• Welcome to Religious Forums, a friendly forum to discuss all religions in a friendly surrounding.

    Your voice is missing! You will need to register to get access to the following site features:
    • Reply to discussions and create your own threads.
    • Our modern chat room. No add-ons or extensions required, just login and start chatting!
    • Access to private conversations with other members.

    We hope to see you as a part of our community soon!

Many different religious opinions

AlexanderG

Active Member
No, they can't. Many if not most religious opinions are logical contradictions with each other. And so are many if not most fictional stories. It's almost as if religion and imagination have a lot in common.

If you look at brain scans of people while they describe their own opinion, someone else's opinion, and their god's opinion, theirs and their god's opinions show identical patterns of activity, while their description of other people lights up a distinctly different set of neurons. It's almost as if god's voice and self-reflection have a lot in common.

If you look at the many different interpretations that people favor, which each person insists is the result of "proper interpretation" of whatever scripture they revere, it always seems to match their prior tastes and values, and their personality type. It's almost as if religion and subjective preference have a lot in common.
 

Heyo

Veteran Member
Can they all be true?
No, but truth has never been a priority for the religious. Scientists collect data and think up experiments to get to the truth and (sometimes after decades) they find a consensus. Believers don't like their believes to be tested and pretend that the differing opinions don't exist.
 

Truthseeker

Non-debating member when I can help myself
Can they all be true?
I don't know what you mean by religious opinions. If you're talking about opinions by followers of religions, the answer is obvious.
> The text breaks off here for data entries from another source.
PR #803, opened 2026-07-13
perf(scores): split rebuild invalidation and parallelise LilyPond renders

### LINKED ISSUE #760: Cut full score-rebuild cost: split postprocess invalidation, parallelise renders
## Symptom

The score build's expensive path (a full LilyPond re-render of every score) fires more often and runs slower than the pipeline needs. Two independent wastes, verified on the live files, found by the 2026-07-04 spem-performance repass:

1. **A postprocess-only change forces a full re-render.** `postprocessSvg` overwrites the raw LilyPond SVG in place (`postprocessSvg.mjs:261`), so changed postprocessing can only be re-applied by re-rendering. Any edit to `postprocessSvg.mjs` (a file with active churn: #624, #555) invalidates all 16 SVGs via the `POSTPROCESS_SVG_MTIME` gate (`buildScores.mjs:220`) and re-runs `lilypond --svg` 16 times — tens of minutes serial — when re-postprocessing kept raw SVGs would take seconds. The scores-ci path filter plus its git-timestamp restore make this the CI cost of every postprocessor edit.
2. **Independent renders run serially.** Each render is independent (distinct input, distinct output) and LilyPond is single-threaded, yet the loop blocks on `execFileSync` one score at a time (`buildScores.mjs:255`, loops at `:288`/`:309`), idling 3 of 4 vCPUs on `ubuntu-latest`. A `spem.ly` edit invalidates both notations (16 renders), so this is the routine content-edit path, not an edge.

## Recommended fix

Two parts, one branch; each is independently landable if the other stalls.

1. **Split the invalidation granularity.** Render to a kept raw location (e.g. `<outDir>/.raw/<name>.svg`, gitignored) and write the postprocessed result to the final path. Split `needsRebuild` into two decisions: raw stale vs `maxLyMtime` → render + postprocess; raw fresh but final stale vs `POSTPROCESS_SVG_MTIME` → postprocess only. Cost: one extra copy of each SVG on disk. Ride-along while in `postprocessSvg`: memoise `parseVariables` (re-reads two large .ly files 16 times per build with identical arguments; recorded RR-only).
2. **Parallelise renders.** Promisified `execFile` with a small concurrency pool (~3, or `os.availableParallelism()` capped), buffering each render's output and printing per-file on completion so logs stay readable; fail-fast by aborting the pool on first error before the existing `rmSync` cleanup. Expected roughly 2.5-3x wall-time cut on the full-rebuild path.

## Test plan

The integration suite (`buildScores.integration.test.ts`) already pins mtime caching, notation isolation, and error handling; extend it: (a) a postprocessor-mtime-only change re-postprocesses without invoking lilypond (spy/fake on the binary); (b) a `.ly` change still renders; (c) parallel path preserves per-file failure cleanup and non-zero exit on first error; (d) output SVGs byte-identical to the serial build for a fixed fixture.

## Dependencies

None open. Touches the same `needsRebuild` region as the report's RR item 4 (the strict-`>` tie gate) — cheap to fold that one-character `>=` fix in while restructuring the decision.

## Notes

Found by the spem-performance reviewers-only repass (bug hunt, #1060 backfill). Full evidence and the cleared no-finding list (per-file process startup, findPartIndex scan, sort/statSync costs all below the bar) are in wiki/refactor-buildScores.mjs.md. The reviewer also independently re-derived the dormant OUP-edition postprocessing mismatch, already recorded as refactor-lilypond.md Tech Debt item 1; no change there.

- Tele

wainwright1000:
Fixes #760

A full score rebuild re-rendered and re-postprocessed every SVG even when only the postprocess step had changed, and the LilyPond renders ran serially.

On the level of religious founders, not all religious founders are legitimate Messengers of God. Some of those are lying about their claim, some are sincere and there is always some truth in the writings of those who are sincere, perhaps a lot of truth. Not someone who has a wide-ranging knowledge of the writings of various claiments, I can't say much else. There's only so much time in my life to look at all of that.

The answer is no in either case. What else can anyone conclude but no.
 

Valjean

Veteran Member
Premium Member
Y'know, very few religions actually set out to be "right". For the majority of us, it's not a race or contest. So the only question to ask is: Is it right for us? That is all that matters.
But wouldn't that render religion no different from a psychotherapeutic modality?
Isn't religion a claim of ontological truth?
 

Mock Turtle

Oh my, did I say that!
Premium Member
Can they all be true?
It is rather comical to even ask such a question, given that it seems to be almost impossible to have coherence within any one religious faith let alone the many that span the spectrum of such beliefs. But I'd like to see inside the mind of any who managed this feat. :oops:
 

TransmutingSoul

Veteran Member
Premium Member
It is rather comical to even ask such a question, given that it seems to be almost impossible to have coherence within any one religious faith let alone the many that span the spectrum of such beliefs. But I'd like to see inside the mind of any who managed this feat. :oops:

It's called the Baha'i mind. :D;)

Regards Tony
 

Brian2

Veteran Member
Y'know, very few religions actually set out to be "right". For the majority of us, it's not a race or contest. So the only question to ask is: Is it right for us? That is all that matters.

Then you should not want to show that the religion of another person is wrong.
 
  • Like
Reactions: DNB

PureX

Veteran Member
Then you should not want to show that the religion of another person is wrong.
Very few religious people do that. They may believe their religion is right, because they believe it's right for them. But they don't go around trying to prove everyone else's religious beliefs are wrong.

It seems to be the atheists that are constantly trying to do that.
 

Mock Turtle

Oh my, did I say that!
Premium Member
Very few religious people do that. They may believe their religion is right, because they believe it's right for them. But they don't go around trying to prove everyone else's religious beliefs are wrong.

It seems to be the atheists that are constantly trying to do that.
But the religious also, for so many, do try to change the beliefs of others - as much as atheists might. :oops:
 

PureX

Veteran Member
But the religious also, for so many, do try to change the beliefs of others - as much as atheists might. :oops:
I see them constantly trying to justify their own beliefs. But everyone does that. Yet most religions are not evangelical, and even of those that are supposed to be, the adherents don't seem to be too keen on it.

A HUGE deal is made about a very small number of religious people, from a smaller faction of one major religion, that go around proselytizing their beliefs. While the billions of other theists and many other religions that do not, go completely ignored.

Meanwhile, an increasing number of atheists that are also strongly anti-religious are constantly denigrating and attacking all religion and all religious people. it's quite an ironic accusation for atheists to be complaining about evangelism.